Foto: Blick auf eine Reihe von Bilderrahmen mit Fotos, Zeichnungen und Texten über die Geschichte und Entwicklung des Flettner-Rotors

Blick in die Ausstellung, Foto: Kirchner, SDTB

Der Flettner-Rotor leitet den Wind ähnlich einem Segel seitlich ab und nutzt die entstehenden Kräfte für den Vortrieb des Schiffes. Anders als beim Segelschiff lässt er sich jedoch von einer Person alleine bedienen. Trotz seiner erfolgreichen Erprobung auf einem weiteren Rotorschiff, der BARBARA, setzte sich der Rotor in der Praxis nicht durch. In Zeiten erhöhten Umweltbewusstseins und steigender Treibstoffkosten gewinnt die Idee Flettners vom rotierenden Segelersatz jedoch wieder an Aktualität.

Die Ausstellung widmet sich anhand von Fotos, Dokumenten und eines zeitgenössischen Filmes der wechselhaften Geschichte beider Schiffe. Ein Funktionsmodell der BUCKAU im Maßstab 1:50 aus dem Jahr 2001 illustriert die Proportionen der Rotoren und bietet Gelegenheit, sich dem Thema aus dem Blickwinkel eines Modellbauers zu nähern.
Schwarzweißfoto: Seitenansicht der 93 m langen BARBARA auf offenem Meer.

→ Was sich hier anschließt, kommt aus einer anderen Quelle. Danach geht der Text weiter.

PR #4030, opened 2019-07-16
Issue 4029: Enable RocksDB logging

### LINKED ISSUE #4029: Enable RocksDB logging
**Problem description**

The RocksDB log is not redirected to the Segmenstore log right now, it is nice to have RocksDB log displayed as well.

**Problem location**

RocksDBCache.java

Enable the RocksDB log

Tristan1900:
**Change log description**  
This PR enables RocksDB logging. User can specify different logging level for RocksDB, e.g. DEBUG, INFO, WARN, ERROR, etc. The default level is ERROR, which is suggested in production. 

**Purpose of the change**  
Fix #4029 

**What the code does**  
The code adds an additional field in `RocksDBConfig.java` for the RocksDB log level. In `RocksDBCache.java`, the code gets the log level from RocksDBConfig and pass that to the RocksDB configuration when initializing.  

**How to verify it**  
Specify `rocksdb.rocksDBLogLevel: "DEBUG"` in the `pravega: option` of the pravega manifest and deploy it. We should be able to see RocksDB log when `kubectl logs pravega-segmentstore`.

### DIFF
--- a/build.gradle
+++ b/build.gradle
@@ -283,6 +283,8 @@ project('segmentstore:storage:impl') {
         compile group: 'org.rocksdb', name: 'rocksdbjni', version: rocksdbjniVersion
         testCompile project(':test:testcommon')
         testCompile project(path:':segmentstore:storage', configuration:'testRuntime')
+        testCompile group: 'org.slf4j', name: 'log4j-over-slf4j', version: slf4jApiVersion
+        testCompile group: 'ch.qos.logback', name: 'logback-classic', version: qosLogbackVersion
     }
     javadoc {
         dependencies {
--- a/segmentstore/storage/impl/src/main/java/io/pravega/segmentstore/storage/impl/rocksdb/RocksDBCache.java
+++ b/segmentstore/storage/impl/src/main/java/io/pravega/segmentstore/storage/impl/rocksdb/RocksDBCache.java
@@ -259,6 +259,7 @@ class RocksDBCache implements Cache {
                 .setTableFormatConfig(tableFormatConfig)
                 .setOptimizeFiltersForHits(true)
                 .setUseDirectReads(true);
+
         InfoLogLevel logLevel = translateRocksDBLogLevel(rocksDBLogLevel);
         Options logOptions = new Options().
                 setInfoLogLevel(logLevel).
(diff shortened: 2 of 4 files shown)


segmentstore/storage/impl/src/main/java/io/pravega/segmentstore/storage/impl/rocksdb/RocksDBCache.java
```diff
@@ -255,6 +259,36 @@ private Options createDatabaseOptions() {
...
+        Options logOptions = new Options().
+                setInfoLogLevel(logLevel).
+                setCreateIfMissing(true);
+
+        Logger logger = new Logger(logOptions) {
+            @Override
+            protected void log(InfoLogLevel infoLogLevel, String logMsg) {
+                switch (infoLogLevel) {
+                    case DEBUG_LEVEL:
+                        log.debug(logMsg);
```
andreipaduroiu: This is good, but I want more precision in these messages. This will log a generic message coming from `RocksDBCache`, however we have multiple instances of this class (one per Segment Container). Each such class has an `id` (which contains `Cache_<container-id>`). It would be very helpful in debugging to figure out where this came from.

Please change these `log.xyz` calls to something like `log.xyz("{}: {}", this.id, logMsg)` (`xyz` is the method you call on `log`).

build.gradle
```diff
@@ -283,6 +283,8 @@ project('segmentstore:storage:impl') {
         compile group: 'org.rocksdb', name: 'rocksdbjni', version: rocksdbjniVersion
         testCompile project(':test:testcommon')
         testCompile project(path:':segmentstore:storage', configuration:'testRuntime')
+        testCompile group: 'org.slf4j', name: 'log4j-over-slf4j', version: slf4jApiVersion
```
andreipaduroiu: I don't think these two are needed.

segmentstore/storage/impl/src/main/java/io/pravega/segmentstore/storage/impl/rocksdb/RocksDBCache.java
Tristan1900: Understood! will modify that.

build.gradle
Tristan1900: We can remove that, but I think this is the reason why there is no log printed when we run unit test on IDE yesterday. What do you think?

segmentstore/storage/impl/src/main/java/io/pravega/segmentstore/storage/impl/rocksdb/RocksDBCache.java
```diff
@@ -95,6 +98,7 @@
         this.writeBufferSizeMB = config.getWriteBufferSizeMB() / MAX_WRITE_BUFFER_NUMBER;
         this.readCacheSizeMB = config.getReadCacheSizeMB();
         this.cacheBlockSizeKB = config.getCacheBlockSizeKB();
+        this.rocksDBLogLevel = config.getRocksDBLogLevel();
```
RaulGracia: I would suggest to add a `Statistics` attribute here and pass it to the db options, so we can access to the statistics of RocksDB (latency histograms, hits/misses, etc.). In debug mode, having this info periodically printed in the logs may be useful (e.g., every 5 minutes). See https://github.com/facebook/rocksdb/wiki/Statistics.

andreipaduroiu:
I see this PR is against 0.5. Let's remember to have one against master as well. I want to keep this new feature going forward.

Tristan1900:
Regarding the SIGSEGV issue that we discussed in the slack. Here is a [reference](https://github.com/facebook/rocksdb/issues/5595).

andreipaduroiu:
I think we have found enough information from this. IMO, there is no need to merge this into 0.5.

If we decide to add this into a subsequent release, let's reopen a new PR against master to add it.

Tristan1900:
@andreipaduroiu This will require to change the base image of segmentstore, which is also kind of risky to merge to 0.5 without some testing.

Die drei hintereinander angeordneten Flettner-Rotoren haben eine Höhe von 17 Metern

Rotorschiff BARBARA auf Fahrt, Foto: Archiv SDTB

Von der Erfindung zur Realisierung

Die Grundlage für den Flettner-Rotor wurde schon 1851 in Berlin gelegt: Der Physiker Heinrich Gustav Magnus (1802-1870) wies in Experimenten erstmals eine bis dahin unbekannte Kraft nach, die immer dann entsteht, wenn eine Luftströmung auf einen rotierenden Körper trifft, den so genannten Magnus-Effekt. Flettner entwickelte seine Rotor-Idee, nachdem er 1923 von den Forschungsergebnissen von Prof. Ludwig Prandtl (1875-1953), dem Leiter der Aerodynamischen Versuchsanstalt Göttingen, erfahren hatte. Die noch junge Wissenschaft der Aerodynamik lieferte Flettner die nötigen physikalischen Daten und stützte seine Argumentation hinsichtlich der Funktionsfähigkeit des Rotor-Antriebes. Dies überzeugte schließlich auch seine Geldgeber von der Germania-Werft in Kiel. 1924 wurde ein erstes Versuchsschiff, die BUCKAU, und zwei Jahre später ein weiteres, größeres Rotorschiff, die BARBARA, gebaut.

Der Flettner-Rotor in der Krise

Beide Rotorschiffe bewiesen, dass der Rotorantrieb zuverlässig funktionierte. So wurde die BARBARA zwischen 1926 und 1929 für reguläre Handelsfahrten ins Mittelmeer eingesetzt. Trotzdem folgten keine weiteren Aufträge für Rotorschiffe, auch nicht aus den USA, wohin Flettner die BUCKAU 1926 zu Werbezwecken fahren ließ. Brennstoff war damals so preiswert, dass sich für die Reeder der Flettner-Rotor in Hinsicht auf das Verhältnis zwischen eingesparten Mitteln und Investitionskosten nicht schnell genug rentierte. Der Versuch Flettners, die Sport- und Freizeitsegler für den Rotor zu begeistern, misslang ebenfalls.

Im Zuge der Weltwirtschaftskrise 1929 und des in Folge zurückgehenden Handels gab der Reeder die gecharterte BARBARA 1931 an ihren Eigner, die Reichsmarine, zurück, die das Schiff verkaufte. Der neue Besitzer nutzte es als reines Motorschiff, die drei Rotoren waren abgebaut. Die Geschichte der Rotorschiffe war somit vorerst beendet.
Flettner selbst wandte sich anderen Dingen zu und konstruierte unter anderem Hubschrauber und eine Fahrzeugbelüftung, die bis heute gebaut wird.

Foto: Die UNIKAT ist ein Katamaran mit zwei ca. sechs Meter langen Rümpfen. Der Rotor ist vier Meter hoch. Sie hängt an der Decke des Ausstellungsraums und kann sowohl von der Galerie als auch vom Erdgeschoss aus betrachtet werden

Versuchsboot UNIKAT (2006) mit Flettner-Rotor (Leihgabe Uni Flensburg), Foto: Kirchner, SDTB

Renaissance des Flettner-Rotors im 21. Jahrhundert?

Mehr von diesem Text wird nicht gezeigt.